PR #833, opened 2023-09-12
Protect node.ents and node.entsCached with a mutex in fs/layer/node.go

iain-macdonald:
**Issue #, if available:**
None

**Description of changes:**
We run a modified version of the soci-snapshotter in production at BuildBuddy and recently enabled the golang race detector in our dev environment. It flagged racy accesses to `node.ents` and `node.entsCached`, I've attached the [logs](https://github.com/awslabs/soci-snapshotter/files/12591454/datarace.txt) for line numbers (which should be unmodified). This PR protects access to those two fields with a mutex.

**Testing performed:**
In addition to the PR checks, I pulled and ran an indexed image and it seemed to work fine, but didn't do any additional testing beyond that.

### DIFF
--- a/fs/layer/node.go
+++ b/fs/layer/node.go
@@ -252,11 +252,13 @@ func (fs *fs) inodeOfID(id uint32) (uint64, error) {
 // node is a filesystem inode abstraction.
 type node struct {
 	fusefs.Inode
-	fs         *fs
-	id         uint32
-	attr       metadata.Attr
+	fs   *fs
+	id   uint32
+	attr metadata.Attr
+
 	ents       []fuse.DirEntry
 	entsCached bool
+	entsMu     sync.Mutex
 }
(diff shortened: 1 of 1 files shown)


Kern--:
I'd like to take a quick look at benchmarking data before merging this to see if we should be using a `sync.Value` or a more complicated variant of `sync.Once` that allows retries on errors.

Kern-- (approved):
Sorry it took me a while to get back to this. I'm not seeing any significant difference in our benchmark images.

iain-macdonald:
> Sorry it took me a while to get back to this. I'm not seeing any significant difference in our benchmark images.

Thanks, Kern! Looks like I need another approver to merge. Is there anyone you'd suggest?

turan18 (approved):

PR #850, opened 2023-09-29
Fix integrations tests with cgroupv2

### LINKED ISSUE #735: [Bug] Integration tests don't work with cgroupv2
### Description

When running the integration tests on a host machine that uses cgroupsv2, the tests fail with errors about cgroupv2 being in an invalid state.

It looks like Docker had this same problem and has a script to initialize cgroupv2 for nesting properly: https://github.com/moby/moby/pull/41065

Run any test that tries to run a container on a host that's configured for cgroupsv2. Observe container failures due to cgroups being in an invalid state;

```
$ STATIC=1 GO_TEST_FLAGS='-run TestLazyPull' make integration
...
ctr: failed to create shim task: OCI runtime create failed: runc create failed: unable to start container process: unable to apply cgroup configuration: cannot enter cgroupv2 "/sys/fs/cgroup/default" with domain controllers -- it is in an invalid state: unknown
```

The tests should pass when the host is configured for cgroupv2.

### Host information

1. OS: AL2023
2. Snapshotter Version: soci-snapshotter-grpc version 08dcb20 08dcb2097d0389019ffa2531b784f3910cd7451a
3. Containerd Version: 1.6.19

_No response_

Kern--:
**Issue #, if available:**
closes #735 

**Description of changes:**
With cgroupv2, dind doesn't work out of the box because the inner docker process is in the (containerized) root cgroup so it can't create the inner container's cgroups because doing so would make the inner docker a process on an interior cgroup node. cgroupv2 only allows processes on the leaf nodes.

The solution is to move docker to a child cgroup (called init) so that the container can exist as a sibling.

**Testing performed:**
`make check && make integration` on an al2023 instance which uses cgroupv2. 

Before this change the tests failed with:
```
ctr: failed to create shim task: OCI runtime create failed: runc create failed: unable to start container process: unable to apply cgroup configuration: cannot enter cgroupv2 "/sys/fs/cgroup/default" with domain controllers -- it is in an invalid state: unknown
```

after this change, the tests pass

### DIFF
--- a/integ_entrypoint.sh
+++ b/integ_entrypoint.sh
@@ -1,0 +1,34 @@
+#!/bin/bash
+#
+#   Copyright The Soci Snapshotter Authors.
+
+#   Licensed under the Apache License, Version 2.0 (the "License");
+#   you may not use this file except in compliance with the License.
+#   You may obtain a copy of the License at
+
+#       http://www.apache.org/licenses/LICENSE-2.0
+
+#   Unless required by applicable law or agreed to in writing, software
+#   distributed under the License is distributed on an "AS IS" BASIS,
+#   WITHOUT WARRANTIES OR CONDITIONS OF ANY KIND, either express or implied.
+#   See the License for the specific language governing permissions and
+#   limitations under the License.
+
+set -x
+
+# copied from moby/moby https://github.com/moby/moby/blob/52c92be4c5f94cdb93f775099d42c0ee6b66ccc7/hack/dind#L28-L38
+# Apache v2.0 License
+# Copyright 2012-2017 Docker, Inc.
+# cgroup v2: enable nesting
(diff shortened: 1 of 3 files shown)


sondavidb (approved):

integ_entrypoint.sh
```diff
@@ -0,0 +1,34 @@
+#!/bin/bash
```
turan18, line 1: nit: Should this be under `.scripts/`?

turan18 (approved):

integ_entrypoint.sh
Kern--: I didn't put it under `scripts` because those are generally project level scripts and this is really integration test code. I put it in the root to live next to the Dockerfile.

Personally, I think we should move both the Dockerfile and setup script into `integration` somewhere.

•••

** What to work on **
What do the lines above say from the one containing "which uses cgroupv2." down to the one containing "--- a/integ_entrypoint.sh"? Return them exactly, both end lines included, and only them.

** Solution to this problem **
`make check && make integration` on an al2023 instance which uses cgroupv2. 

Before this change the tests failed with:
```
ctr: failed to create shim task: OCI runtime create failed: runc create failed: unable to start container process: unable to apply cgroup configuration: cannot enter cgroupv2 "/sys/fs/cgroup/default" with domain controllers -- it is in an invalid state: unknown
```

after this change, the tests pass

### DIFF
--- a/integ_entrypoint.sh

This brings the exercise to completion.